Usually, the substrate specificity of the AQPs is determined by the hydrophobicity and size of the amino acids forming the pores24,26,27. These positions in flax AQPs are based on the previously known AQPs from other plant species. Two highly conserved NPA motifs in loops B and E along with four amino acid residues forming aromatic/arginine filter determine the transport of substrate molecule. All PIP family members from flax contained more hydrophilic ar/R selectivity filter (F/H/T/R) a hallmark of water transporting aquaporins compared to other families. Similar ar/R selectivity filter was also observed in PIP family of aquaporins from other plant species such as A. thaliana, B. rapa, G. max, P. vulgaris, and R. communis10,35,36,53,54,55. The water transporting AQP1 from humans also contains a similar ar/R selectivity filter with large hydrophilic amino acid residues (F/H/C/R). PIPs are known to play a central role in transport of water regulating root and leaf hydraulics3. In addition to water transport, PIPs are known to facilitate diffusion of CO2 in mesophyll tissue of A. thaliana and N. tabacum affecting photosynthesis56,57. Our expression analysis also showed abundant expression of PIPs in flax root, stem as well as leaves suggesting possible role of PIPs in water transport and CO2 diffusion in flax.
Among LuTIPs, LuTIP1s were found to have residues (H/I/A/V, H/I/A/L) forming more hydrophobic ar/R filter compared to LuTIP2s and LuTIP3s which contained ar/R filter with H/I/G/R and H/I/A/R residues respectively. The residues present in ar/R selectivity filter in LuTIP subfamily were similar to TIPs from other plant species. TIPs are located mainly in vacuolar membrane and act as functional water transporters. A number of experiments have shown the ability of TIPs to facilitate transport of small solutes such as 
, H2O2, and urea58,59,60. Conserved structural motifs such as NPA motif and ar/R filter in TIPs involved in transport of water as well as substrate were also observed in flax.

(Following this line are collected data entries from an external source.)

Issue #265, opened 2024-07-31
Scrollback Buffer should be user configurable


bitFiedler:
I miss the option to set the scrollback buffer.
For me 100000 lines are too less. 

alacritty supports it, but it limited to 100000, would be nice to can use more than that.

leb-kuchen:
https://github.com/pop-os/cosmic-term/blob/72391e782da30038d806413660662f775d384cc1/src/terminal.rs#L219-L307
`Config.scrolling_history` sets the limit.
If you wanted to make a PR, you'd  have to add the scrolling_history field to the Profile struct in config.rs.
In main.rs,  App.profiles, you'd have to add a slider.  Gnome terminal has a slider with a step of 1000. 
Here is a reference PR https://github.com/pop-os/cosmic-term/pull/181.
Note, I cannot guarantee you it gets merged. You should probably talk with @jackpot51  first.

oscardssmith:
Bumping the request on this. Losing error messages to debug printing pushing the error above the scrollback is really annoying.

KyunLFA:
Right now I can't even read a long dmesg log... Bumping this as well!

PR #684, opened 2026-01-03
Make scrollback history length configurable

smessmer:
## Summary

Add per-profile configurable scrollback history setting, allowing users to control how many lines of terminal output are retained in the scroll buffer.

Addresses #265.

Written with AI help.

screenshot

### `src/config.rs`
- Add `DEFAULT_SCROLLBACK_HISTORY` constant (10,000 lines)
- Add `scrollback_history: u32` field to `Profile` struct with `#[serde(default)]` for backward compatibility

### `src/main.rs`
- Add `SCROLLBACK_HISTORY_VALUES` and `SCROLLBACK_HISTORY_NAMES` statics for dropdown options
- Add `Message::ProfileScrollbackHistory` variant and handler
- Add dropdown UI in profile settings
- Clone base `term_config` and override `scrolling_history` from profile when creating terminals

### `i18n/en/cosmic_term.ftl`
- Add `scrollback-history` and `scrollback-history-description` translations

## How It Works

1. Each profile stores its own `scrollback_history` value (default: 10,000)
2. Users select from predefined values via dropdown: 1,000 / 5,000 / 10,000 / 25,000 / 50,000 / 100,000
3. When creating a terminal, the base `term_config` is cloned and `scrolling_history` is overridden with the profile's value
4. Existing configs without the field use the default (serde default)

## Limitations

- Changes only apply to newly created terminals (alacritty_terminal limitation)
- Maximum 100,000 lines (alacritty's documented limit)

## Test Plan

- [x] Create a new profile and verify scrollback dropdown appears
- [x] Change scrollback value and open a new terminal with that profile
- [x] Generate output exceeding the limit and verify older lines are discarded
- [x] Verify existing configs load correctly with default value

## PR Template
If you are using an LLM, and do not fully understand the changes it is making to the code base, do not create a PR.
In our experience, AI generated code often results in overly complex code that lacks enough context for a proper fix or feature inclusion. This results in considerably longer code reviews. Due to this, AI authored or partially authored PRs may be closed without comment.
 - [x]  understand these changes in full and will be able to respond to review comments.
- [x]  I have read the [Developer Certificate of Origin](https://developercertificate.org/) and certify my contribution under its conditions.

### DIFF
--- a/i18n/en/cosmic_term.ftl
+++ b/i18n/en/cosmic_term.ftl
@@ -27,6 +27,8 @@ make-default = Make default
 working-directory = Working directory
 hold = Hold
 remain-open = Remain open after child process exits.
+scrollback-history = Scrollback history
+scrollback-history-description = Maximum lines kept in scroll buffer (0-100,000). Changes apply to new terminals.
 
 ## Settings
 settings = Settings
--- a/src/config.rs
+++ b/src/config.rs
@@ -16,6 +16,7 @@ use crate::{fl, localize::LANGUAGE_SORTER};
 pub const CONFIG_VERSION: u64 = 1;
 pub const COSMIC_THEME_DARK: &str = "COSMIC Dark";
 pub const COSMIC_THEME_LIGHT: &str = "COSMIC Light";
+pub const DEFAULT_SCROLLBACK_HISTORY: u32 = 10_000;
 
 #[derive(Clone, Copy, Debug, Deserialize, Eq, Hash, PartialEq, Serialize)]
 pub enum AppTheme {
@@ -200,6 +201,12 @@ pub struct Profile {
     pub working_directory: String,
     #[serde(default)]
     pub drain_on_exit: bool,
+    #[serde(default = "default_scrollback_history")]
+    pub scrollback_history: u32,
+}
+
+fn default_scrollback_history() -> u32 {
+    DEFAULT_SCROLLBACK_HISTORY
 }
 
 impl Default for Profile {
@@ -212,6 +219,7 @@ impl Default for Profile {
             tab_title: String::new(),
             working_directory: String::new(),
             drain_on_exit: false,
+            scrollback_history: DEFAULT_SCROLLBACK_HISTORY,
         }
     }
 }
--- a/src/main.rs
+++ b/src/main.rs
@@ -40,8 +40,8 @@ use std::{
 use tokio::sync::mpsc;
 
 use config::{
-    AppTheme, CONFIG_VERSION, ColorScheme, ColorSchemeId, ColorSchemeKind, Config, Profile,
-    ProfileId,
+    AppTheme, CONFIG_VERSION, ColorScheme, ColorSchemeId, ColorSchemeKind, Config,
+    DEFAULT_SCROLLBACK_HISTORY, Profile, ProfileId,
 };
 mod config;
 mod mouse_reporter;
@@ -75,6 +75,9 @@ mod dnd;
 use clap_lex::RawArgs;
 
 static ICON_CACHE: LazyLock<Mutex<IconCache>> = LazyLock::new(|| Mutex::new(IconCache::new()));
+
+static SCROLLBACK_HISTORY_VALUES: [u32; 6] = [1_000, 5_000, 10_000, 25_000, 50_000, 100_000];
+static SCROLLBACK_HISTORY_NAMES: [&str; 6] = ["1000", "5000", "10000", "25000", "50000", "100000"];
 
 pub fn icon_cache_get(name: &'static str, size: u16) -> widget::icon::Icon {
     let mut icon_cache = ICON_CACHE.lock().unwrap();
@@ -388,6 +391,7 @@ pub enum Message {
     ProfileNew,
     ProfileOpen(ProfileId),
     ProfileRemove(ProfileId),
+    ProfileScrollbackHistory(ProfileId, usize),
     ProfileSyntaxTheme(ProfileId, ColorSchemeKind, usize),
     ProfileTabTitle(ProfileId, String),
     Surface(surface::Action),
@@ -920,6 +924,9 @@ impl App {
                         .theme_names_light
                         .iter()
                         .position(|theme_name| theme_name == &profile.syntax_theme_light);
+                    let scrollback_selected = SCROLLBACK_HISTORY_VALUES
+                        .iter()
+                        .position(|v| v == &profile.scrollback_history);
 
                     let expanded_section = widget::settings::section()
                         .add(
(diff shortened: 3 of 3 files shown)


allen-munsch:
@smessmer looks like maybe the PR template is required, can you add it? the checklist and validate or affirm?

https://github.com/pop-os/cosmic-term/blob/master/.github/PULL_REQUEST_TEMPLATE.md

jklgrasso (approved):
Needs a review from @pop-os/ux team

jackpot51 (changes requested):
This PR does not even address #265, because it does not allow for setting the scrollback higher than 100,000 lines. Also, I would prefer it to be written without LLM use.

smessmer:
100,000 is a limit imposed by the alacritty library. There have been requests for alacritty to open that up to larger values previously, but the alacritty team rejected them with the argument that that could reduce performance and that performance is alacritty's top goal. So unless we can convince alacritty to open up that limit or unless we want to fork alacritty or switch to a different library, 100,000 is all we can do here.

I would much prefer an "unlimited" option myself and I would definitely set it to unlimited on my devices (even if it degrades performance by a bit), but given those constraints, 100,000 is at least better than the current default setting of cosmic-term.

About LLM use, I've written this PR with LLM help but have thoroughly read, tested and verified myself.

maria-komarova:
Thank you for taking the time to research the question and for thinking about possible improvements. We greatly appreciate it. 
After considering it the feature is not something we'd like to include in our Terminal settings. The impact for most users would be quite limited while adding unnecessary complexity to settings that we try to avoid when possible. This is part of COSMIC philosophy and we try to be mindful about what is included to keep things focused and beneficial for more people. That said if we see broader demand for this feature we can revisit it in the future.

jackpot51:
To follow up on what @maria-komarova said, I think we are okay to hard-code the maximum scrollback alacritty_terminal allows, 100,000 lines, until it can be made larger.

allen-munsch:
:face_with_diagonal_mouth:

i need to be able to configure the terminal lol

what if i don't want 100,000 lines of scrollback cause i'm running on a potato?

not being able to configure the terminal is a dealbreaker

why not have cosmic-term accept alacritty configs and pass them through so we can avoid this kind of back-and-forth?

if the goal is to simplify or mimic Apple's UI approach, that's your call: but configuring through the environment should be supported.

i tried several of these locations and it didn't work, not great UX or DX.

which part of the COSMIC philosophy does this fall under?

if you're going to force me into a new terminal on upgrade, please be more graceful with the constructive feedback.

https://alacritty.org/config-alacritty.html#location

```
Alacritty doesn't create the config file for you, but it looks for one in the following locations on UNIX systems:

    $XDG_CONFIG_HOME/alacritty/alacritty.toml
    $XDG_CONFIG_HOME/alacritty.toml
    $HOME/.config/alacritty/alacritty.toml
    $HOME/.alacritty.toml
    /etc/alacritty/alacritty.toml
```


Unless I missed something here, lemme knjow

jackpot51:
The part of alacritty we are using is `alacritty_terminal`, see https://docs.rs/alacritty_terminal for details. It does not include any of the alacritty GUI or config handling, that is all specific to cosmic-term and unrelated to alacritty. We can't just "accept" alacritty configs and "pass them through", as those parts of alacritty are not used in cosmic-term.

The concerns about performance would have to be backed up with evidence. Are you saying there is a system we'd expect COSMIC to run smoothly on with the current 10,000 lines scrollback but not with 100,000 lines scrollback? Do you have any benchmarking to demonstrate this?

allen-munsch:
okay sorry for misunderstanding, my bad

would you help me understand

https://alacritty.org/#About

> Alacritty is a modern terminal emulator that comes with sensible defaults, but allows for extensive configuration.


And then i see this:

```
09:36:37 jm@pop-os ~ → cat ~/.config/cosmic/com.system76.CosmicTerm/v1/profiles
{
    0: (
        name: "New profile",
        command: "",
        syntax_theme_dark: "COSMIC Dark",
        syntax_theme_light: "COSMIC Light",
        tab_title: "",
        working_directory: "",
        drain_on_exit: false,
// too complex?        scrollback_history: 100,
    ),
    1: (
        name: "New profile scroolbak",
        command: "",
        syntax_theme_dark: "COSMIC Dark",
        syntax_theme_light: "COSMIC Light",
        tab_title: "",
        working_directory: "",
        drain_on_exit: false,
// too complex?        scrollback_history: 100_000,
    ),
}
```

i dunno, just pointing it out, but maybe fork `alacritty_terminal` and call it `cosmic_emulator` since the philosophies appear to be irreconcilable?

jacobgkau:
Not wanting to implement a single feature in the COSMIC Term frontend that's implemented in the Alacritty frontend does not mean we need to fork the backend or that the "philosophies are irreconcilable." Alacritty provides the backend separately so that it can be used in other projects that are different from their own frontend (that's the entire reason the backend would be separated out).

Can you please answer Jeremy's question about what specific scenario 10,000 lines of scrollback would provide acceptable performance but 100,000 lines would not?

allen-munsch:
@jackpot51 @jacobgkau 

you ever go buy a bag of oranges? get home, and then find out its actually apples?

It's like buying a car that says "Ferrari engine inside" and finding out the steering wheel doesn't adjust and the seats are welded in place. Technically true about the engine, but the experience is totally different from what "Ferrari" implies.

don't advertise it as using alacritty in the README or even close to alacitty and then force your users into cosmic-term and give them the run around lol

just my 2 cents :shrug: 

alacritty's philosophy is "CUSTOMIZATION / CONFIGURATION"

COSMIC is not about configuration, that's cool, whatever, you do u

performance is kinda a strawman right? 

but 535MB RAM growth to 100K as a default seems kinda, i dunno a choice i guess

- https://github.com/alacritty/alacritty/issues/1236

an hypothetical example of maybe users would like to configure the terminal cause they have some reason XYZ?

so why are y'all coming at me about this?

its just the principle, should users be able to easily configure scroll back and all the other crap?

you're all clearly saying no, but like it was the first thing i looked at when i upgraded this junker that's duct taped together

its not some fluffy foo foo stuff if you have users asking for the number twiddler, right?

do you know what i mean?

---

@smessmer sorry didn't mean to hijack this PR

jacobgkau:
@allen-munsch The README simply states "built using [alacritty_terminal](https://docs.rs/alacritty_terminal)" because it is. Not implementing a particular setting in our frontend doesn't negate the fact that the backend crate is used in the code. You're choosing to read that technical statement in a source code repository as a stronger "advertisement" than it actually is.

You are perfectly welcome to use upstream Alacritty if you prefer the GUI and customizability of upstream Alacritty. You can change the default terminal app for COSMIC in Settings -> Applications -> Default Applications. As such, we are not "forcing our users into cosmic-term"-- it's just the preinstalled default.

Thank you for linking to the memory usage issue for some background about your concern. I'm assuming you have good intentions in advocating for this feature per our [code of conduct](https://github.com/pop-os/code-of-conduct); I'd ask that you return the courtesy and understand that we weren't "coming at you" or invoking strawmans by asking for data to back up what you're requesting.

allen-munsch:
yep overall good intentions

just was a frustrating experience is all

yah i've shifted back to gnome terminal, but hope to check in on cosmic-term from time to time

i like it, and appreciate the interaction, keep up the good work

gene1wood:
> To follow up on what @maria-komarova said, I think we are okay to hard-code the maximum scrollback alacritty_terminal allows, 100,000 lines, until it can be made larger.

@jackpot51 I've PRd that change in #836

gene1wood:
#836 is merged, released in [`epoch-1.0.15`](https://github.com/pop-os/cosmic-term/releases/tag/epoch-1.0.15) and available in the `cosmic-term` apt package version `1.0.15~1780432432~24.04~3832971`. So the new scrollback length is 100,000 though still not configurable.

Among the NIPs, NIP1s were found to be more hydrophobic (WVAR) compared to NIP3s (AVGR, SIAR, TIAR). Interestingly, in the present investigation, members of NIP2 sub-group were not observed in flax genome. In plant kingdom different species accumulate wide range of silicon61. The ability of plants to absorb Si is attributed to the presence of NIP2s containing GSGR selectivity filter with a precise distance of 108 amino acids distance between the NPA domains30,62,63. Plant species considered as high accumulators of Si are known to accumulate up to 10% of Si on dry weight basis64. The low accumulator plants lacking NIP2s or functional NIPs without precise distance between NPA domains accumulate around 0.2% or less of silicon. Thus, less accumulation of Si in flax leaves is possibly due to absence of NIP2 members. NIPs exhibit low level of expression compared to PIPs and TIPs and their expression is confined to specialized cells and organs65,66. Low expression of NIPs as observed in microarray and RNA-seq data of flax was also supported by least number of ESTs found in the flax EST database.
The variations in ar/R selective filter for XIP family members specifically at H5 position have been reported in different studies13,34. In one study, Serine/Threonine residue was reported at H5 position in plants34; while in other study Valine/Isoleucine was reported13. The ar/R selectivity filter in XIPs from different plants is more hydrophobic in nature, while Valine/Isoleucine at H5 position increases its hydrophobicity. In flax,Valine/Leucine imparting more hydrophobicity occupies H5 position. This hydrophobic nature of XIPs facilitates transport of bulky and hydrophobic molecules such as glycerol, urea, and boric acid in plants67.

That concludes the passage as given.